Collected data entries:

PR #30415, opened 2025-05-29
fix(@schematics/angular): remove karma config devkit package usages during application migration

### LINKED ISSUE #30413: after upgrade to 20 tests fail
### Command

update

### Is this a regression?

19

### Description

1. After running `ng update @angular/core@20 @angular/cli@20` 
2. Then `npm run test` I get error

```
 Error: Cannot find module '@angular-devkit/build-angular/plugins/karma'
```

### Minimal Reproduction

npm run test

### Exception or Error

```text

```

### Your Environment

```text
Angular CLI: 20.0.0
Node: 22.15.1
Package Manager: npm 10.9.2
OS: win32 x64

Angular: 20.0.0
... animations, build, cli, common, compiler, compiler-cli, core
... forms, language-service, localize, platform-browser

@angular-devkit/architect    0.1902.13
@angular-devkit/core         19.2.13
@angular-devkit/schematics   19.2.13
@schematics/angular          20.0.0
ng-packagr                   20.0.0
```

### Anything else relevant?

I'm using karma.conf.js `frameworks: ['jasmine', '@angular-devkit/build-angular'],
`

clydin:
When performing an `ng update` to Angular v20, the application migration will detect the usage of the `karma` builder's `karmaConfig` option and attempt to remove usages of the no longer needed `@angular-devkit/build-angular` karma framework and plugin usage. While the karma framework usage will be specifically ignored when using the `@angular/build:karma` builder, the plugin usage leverages a direct `require` within the configuration file. Regardless of the ability of the builder to ignore, neither usage is needed with `@angular/build:karma` and removing the code aligns with what would be generated by `ng generate config karma`.

Closes #30413

### DIFF
--- a/packages/schematics/angular/migrations/use-application-builder/migration.ts
+++ b/packages/schematics/angular/migrations/use-application-builder/migration.ts
@@ -232,6 +232,8 @@ function updateProjects(tree: Tree, context: SchematicContext) {
 
     // Use @angular/build directly if there is no devkit package usage
     if (!hasAngularDevkitUsage) {
+      const karmaConfigFiles = new Set<string>();
+
       for (const [, target] of allWorkspaceTargets(workspace)) {
         switch (target.builder) {
           case Builders.Application:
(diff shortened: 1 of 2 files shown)


packages/schematics/angular/migrations/use-application-builder/migration.ts
```diff
@@ -292,6 +300,35 @@ function updateProjects(tree: Tree, context: SchematicContext) {
...
+
+      for (const karmaConfigFile of karmaConfigFiles) {
+        if (!tree.exists(karmaConfigFile)) {
+          continue;
+        }
+
+        try {
+          const originalKarmaConfigText = tree.readText(karmaConfigFile);
+          const updatedKarmaConfigText = originalKarmaConfigText
+            .replaceAll(`'@angular-devkit/build-angular'`, '')
```
jkrems, line 312: This one might be worth documenting inline, it's not quite clear why removing this string literal is a safe modification (it might very well be because of the likely use in the array literal but would be good to call out as a comment).

jkrems (approved):

packages/schematics/angular/migrations/use-application-builder/migration.ts
clydin: I'd be fine dropping that specific replacement especially since we automatically handle that case.

I considered an AST based transform here but the complexity increased significantly.  We can reevaluate if needed based one feedback though.

clydin:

● HOW TO COMPLETE THIS TASK:
Return the whole of the data, character for character.

● PROBLEM SOLUTION:
PR #30415, opened 2025-05-29
fix(@schematics/angular): remove karma config devkit package usages during application migration

### LINKED ISSUE #30413: after upgrade to 20 tests fail
### Command

update

### Is this a regression?

19

### Description

1. After running `ng update @angular/core@20 @angular/cli@20` 
2. Then `npm run test` I get error

```
 Error: Cannot find module '@angular-devkit/build-angular/plugins/karma'
```

### Minimal Reproduction

npm run test

### Exception or Error

```text

```

### Your Environment

```text
Angular CLI: 20.0.0
Node: 22.15.1
Package Manager: npm 10.9.2
OS: win32 x64

Angular: 20.0.0
... animations, build, cli, common, compiler, compiler-cli, core
... forms, language-service, localize, platform-browser

@angular-devkit/architect    0.1902.13
@angular-devkit/core         19.2.13
@angular-devkit/schematics   19.2.13
@schematics/angular          20.0.0
ng-packagr                   20.0.0
```

### Anything else relevant?

I'm using karma.conf.js `frameworks: ['jasmine', '@angular-devkit/build-angular'],
`

clydin:
When performing an `ng update` to Angular v20, the application migration will detect the usage of the `karma` builder's `karmaConfig` option and attempt to remove usages of the no longer needed `@angular-devkit/build-angular` karma framework and plugin usage. While the karma framework usage will be specifically ignored when using the `@angular/build:karma` builder, the plugin usage leverages a direct `require` within the configuration file. Regardless of the ability of the builder to ignore, neither usage is needed with `@angular/build:karma` and removing the code aligns with what would be generated by `ng generate config karma`.

Closes #30413

### DIFF
--- a/packages/schematics/angular/migrations/use-application-builder/migration.ts
+++ b/packages/schematics/angular/migrations/use-application-builder/migration.ts
@@ -232,6 +232,8 @@ function updateProjects(tree: Tree, context: SchematicContext) {
 
     // Use @angular/build directly if there is no devkit package usage
     if (!hasAngularDevkitUsage) {
+      const karmaConfigFiles = new Set<string>();
+
       for (const [, target] of allWorkspaceTargets(workspace)) {
         switch (target.builder) {
           case Builders.Application:
(diff shortened: 1 of 2 files shown)


packages/schematics/angular/migrations/use-application-builder/migration.ts
```diff
@@ -292,6 +300,35 @@ function updateProjects(tree: Tree, context: SchematicContext) {
...
+
+      for (const karmaConfigFile of karmaConfigFiles) {
+        if (!tree.exists(karmaConfigFile)) {
+          continue;
+        }
+
+        try {
+          const originalKarmaConfigText = tree.readText(karmaConfigFile);
+          const updatedKarmaConfigText = originalKarmaConfigText
+            .replaceAll(`'@angular-devkit/build-angular'`, '')
```
jkrems, line 312: This one might be worth documenting inline, it's not quite clear why removing this string literal is a safe modification (it might very well be because of the likely use in the array literal but would be good to call out as a comment).

jkrems (approved):

packages/schematics/angular/migrations/use-application-builder/migration.ts
clydin: I'd be fine dropping that specific replacement especially since we automatically handle that case.

I considered an AST based transform here but the complexity increased significantly.  We can reevaluate if needed based one feedback though.

clydin:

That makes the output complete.